Four Virginia Student-Athletes Honored by ACC
CHARLOTTESVILLE, Va. – Four student-athletes from Virginia are among 42 individuals recognized by the Atlantic Coast Conference as recipients of postgraduate scholarships, as announced Monday by commissioner John. D. Swofford.
Swimmer Kelly Flynn (The Woodlands, Texas), field hockey player Rachel Jennings (Macungie, Pa.) and women’s soccer player Maggie Kistner (St. Louis, Mo.) were among 36 ACC student-athletes to earn the Weaver-James-Corrigan scholarships, given to selected student-athletes who intend to pursue a graduate-level degree following graduation. Each recipient will receive $5,000 to use towards his or her graduate education. Student-athletes receiving the award have performed with distinction in both the classroom and in their respective sports, while demonstrating exemplary conduct in the community.

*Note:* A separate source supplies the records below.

PR #838, opened 2021-09-28
Make strip plugin work with esbuild/rollup bundled code

youzi:
Currently the strip plugin checks for exact matches of React/CC/CS to replace/remove. Tools like rollup and esbuild often rename imports by adding a number (eg `import React from 'react'` becomes `import React2 from 'react'`). This makes it that the plugin does not work with input from these tools.

Example input:
```js
import React4 from "react";
import { ax as ax2, ix as ix2, CC as CC2, CS as CS2 } from "@compiled/react/runtime";
const _2 = "._syaz13q2{color:blue";
const _ = "._1wyb1fwx{font-size:12px";

const Component = () => /*#__PURE__*/React4.createElement(CC2, null, /*#__PURE__*/React4.createElement(CS2, null, [_, _2]), /*#__PURE__*/React4.createElement("div", {
  className: ax2(["_1wyb1fwx _syaz13q2"])
}, "hello world"));
```

This PR makes the `isComponent` check less strict by checking if a node name starts with `"React"` vs checking if it equals `"React"`. It also now stores the imports that it removed and will remove any calls that match one of those imports.

This makes the plugin fully functional in the cases that I have tested (stripping runtime from code bundled with esbuild)

### DIFF
--- a/packages/babel-plugin-strip-runtime/src/__tests__/first-party-strip.test.tsx
+++ b/packages/babel-plugin-strip-runtime/src/__tests__/first-party-strip.test.tsx
@@ -115,7 +115,7 @@ describe('first party strip runtime', () => {
 
         const Component = () => <div css={{ fontSize: 12, color: 'blue' }}>hello world</div>
       `;
-      console.log(baked);
+
       const actual = transform({ runtime: 'classic', run: 'extract' })(baked);
 
       expect(actual).toMatchInlineSnapshot(`
--- a/packages/babel-plugin-strip-runtime/src/__tests__/first-party-strip.test.tsx
+++ b/packages/babel-plugin-strip-runtime/src/__tests__/first-party-strip.test.tsx
@@ -193,7 +193,7 @@ describe('first party strip runtime', () => {
         });
       `;
 
-      const actual = transform({ runtime: 'classic', run: 'extract' })(baked);
+      const actual = transform({ runtime: 'automatic', run: 'extract' })(baked);
 
       expect(actual).toMatchInlineSnapshot(`
         "import { ax as ax2, ix as ix2 } from \\"@compiled/react/runtime\\";
--- a/packages/babel-plugin-strip-runtime/src/__tests__/first-party-strip.test.tsx
+++ b/packages/babel-plugin-strip-runtime/src/__tests__/first-party-strip.test.tsx
@@ -152,7 +152,7 @@ describe('first party strip runtime', () => {
       `);
     });
 
-    it('should remove CSS prop runtime when js is bundled by other tools (eg. esbuild/rollup)', () => {
+    it('should remove CSS prop runtime when js is bundled by other tools (eg. esbuild/rollup) classic', () => {
       const baked = `
         import React4 from "react";
         import { ax as ax2, ix as ix2, CC as CC2, CS as CS2 } from "@compiled/react/runtime";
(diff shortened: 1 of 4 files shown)


packages/babel-plugin-strip-runtime/src/index.tsx
```diff
@@ -63,7 +65,8 @@ export default declare<PluginPass>((api) => {
           // We've found something that looks like React.createElement(...)
           // Now we want to check if it's from the Compiled Runtime and if it is - replace with its children.
           const component = path.node.arguments[0];
-          if (!isCCComponent(component)) {
+          // @ts-ignore
```
madou, line 68: What was the TypeScript error you're suppressing? Could we see if we can fix that instead? 😄

packages/babel-plugin-strip-runtime/src/__tests__/first-party-strip.test.tsx
```diff
@@ -152,6 +152,29 @@ describe('first party strip runtime', () => {
...
+        import React4 from "react";
+        import { ax as ax2, ix as ix2, CC as CC2, CS as CS2 } from "@compiled/react/runtime";
+        const _2 = "._syaz13q2{color:blue";
+        const _ = "._1wyb1fwx{font-size:12px";
+
+        const Component = () => /*#__PURE__*/React4.createElement(CC2, null, /*#__PURE__*/React4.createElement(CS2, null, [_, _2]), /*#__PURE__*/React4.createElement("div", {
+          className: ax2(["_1wyb1fwx _syaz13q2"])
+        }, "hello world"));`;
+
+      const actual = transform({ runtime: 'classic', run: 'extract' })(baked);
```
madou, line 166: Let's test the automatic runtime as well.

packages/babel-plugin-strip-runtime/src/utils/ast.tsx
```diff
@@ -13,7 +13,7 @@ export const isCreateElement = (node: t.Node): node is t.CallExpression => {
   return (
     t.isMemberExpression(node) &&
     t.isIdentifier(node.object) &&
-    node.object.name === 'React' &&
+    node.object.name.startsWith('React') &&
```
madou, line 16: Can we leave a comment here talking through why we do "starts with" (because of different bundler outputs).

madou:
Thanks for the contribution! I've left some comments.

packages/babel-plugin-strip-runtime/src/index.tsx
youzi: Fixed

packages/babel-plugin-strip-runtime/src/__tests__/first-party-strip.test.tsx
youzi: Done

packages/babel-plugin-strip-runtime/src/utils/ast.tsx
youzi: Done

youzi:
I've updated the PR, now covering automatic runtime as well.

There is one more exact check that I believe needs work, but I'm not familiar enough with the project to know if it should be adjusted. https://github.com/atlassian-labs/compiled/blob/9413477040feb1da8a5299738cc0945f69b803f2/packages/babel-plugin-strip-runtime/src/utils/ast.tsx#L176

Perhaps someone can pick that up.

JakeLane (approved):

JakeLane:
Thanks for the contribution @youzi! Looks good to me but I'll wait for @madou to have a look.

Can you also please add a changeset? There are instructions [here](https://github.com/atlassian/changesets/blob/main/docs/adding-a-changeset.md) and that will let us cut a release with your changes.

packages/babel-plugin-strip-runtime/src/utils/ast.tsx
```diff
@@ -74,13 +78,17 @@ export const getJsxRuntimeChildren = (node: t.CallExpression): Array<t.Expressio
  * @param node
  * @returns
  */
-export const isCCComponent = (node: t.Node): boolean => {
-  if (t.isIdentifier(node) && node.name === 'CC') {
-    return true;
+export const isCCComponent = (node: t.Node, removed: PluginPass['removed']): boolean => {
+  if (t.isIdentifier(node)) {
+    if (node.name === 'CC' || removed.has(node.name)) {
```
madou, line 83: One issue I'm seeing with this is `removed` will have both the identifier names of `CC` and `CS` components. That would mean that this function would return true if its either a `CC` or `CS`, no? 

🤔 

If we go back to the drawing board the main thing we want to do is understand what the identifiers are for these components, right?

Instead of using `removed` should we either:

1. Do something similar to the React change and do a "starts with" check
2. Or, potentially more resilient, store the identifiers in the pass object.

```
this.identifiers.React = path.node.local.name;
this.identifiers.CC = ...
this.identifiers.CS = ...
```

And so on. What's your thoughts?

MonicaOlejniczak: +1

youzi: Option 2 would be most robust: you can't just go stripping everything that starts with `CC` or `CS` :). 

For `CC` and `CS` it should also check the source of the import: users might have other imports carrying these names. You don't want to strip those out.

madou:
Hey @youzi we'd be keen for this contribution - do you need any help? There are a few conflicts now.

madou:
Hey @youzi we'd be keen for this contribution - do you need any help? There are a few conflicts now.

youzi:
@madou Unfortunately I'm not able to work on this at the moment. If someone could implement the requested changes that would be great.

itsdouges:
Closing a stale, we're more than happy to take a look if anyone in the community wants to pick this up again!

In addition to receiving the postgraduate scholarship, Virginia women’s tennis player Lindsey Hardenbergh (Fairfax Station, Va.) was one of six recipients of the Weaver-James-Corrigan Honorary Awards. Each recipient was chosen based on his or her distinction in the classroom and sport, while demonstrating exemplary conduct in the community and intent to compete at the professional level.
Flynn has been a member of two ACC Championship swimming and diving teams at Virginia and is a four-time All-American and four-time conference champion as a relay member. She ranks among the top-10 in five different events on the school’s all-time top times list and is an all-league selection in the 200 breaststroke. Flynn has also qualified for the 2012 Olympic Trials in the 200 individual medley.
Jennings was a two-year captain of the field hockey team and helped the Cavaliers to the NCAA semifinals in 2009 and 2010. A defensive midfielder, she twice earned all-region honors from the National Field Hockey Coaches Association and was selected to the 2010 NCAA All-Tournament Team.
Kistner was a two-year captain of the women’s soccer team, which made four NCAA round of 16 appearances, including the quarterfinals in 2011. A defender, she finished her career with four goals and four assists while playing in 88 career games. Kistner was also named a 2008 Freshman All-American by SoccerBuzz.
Hardenbergh became the women’s tennis team’s first All-American in 2011 and is Virginia’s all-time singles wins record holder. She is a two-time All-ACC selection has twice competed in the NCAA Singles Championship.
The Weaver-James-Corrigan award is named in honor of the late Jim Weaver and Bob James as well as Gene Corrigan, all former ACC commissioners. The league’s first commissioner, James H. Weaver, served the conference from 1954 to 1970 after a stint as the Director of Athletics at Wake Forest University. His early leadership and uncompromising integrity are largely responsible for the excellent reputation enjoyed by the ACC today.
Robert C. James, a former University of Maryland football player, was named commissioner in 1971 and served for 16 years. During his tenure, the league continued to grow in stature and became recognized as a national leader in athletics and academics, winning 23 national championships and maintaining standards of excellence in the classroom.
Eugene F. Corrigan assumed his role as the third full-time commissioner on September 1, 1987, and served until August of 1997. During Corrigan’s tenure, ACC schools captured 30 NCAA championships and two national football titles.
Prior to 1994, the Weaver-James postgraduate scholarships were given as separate honors. The Jim Weaver award, which originated in 1970, recognized exceptional achievement on the playing field and in the classroom, while the Bob James award, established in 1987, also honored outstanding student-athletes.
The 42 student-athletes will be honored at the annual ACC Postgraduate Luncheon presented by ESPN on April 11 in the Guilford Ballroom at the Sheraton Greensboro Hotel at the Four Seasons.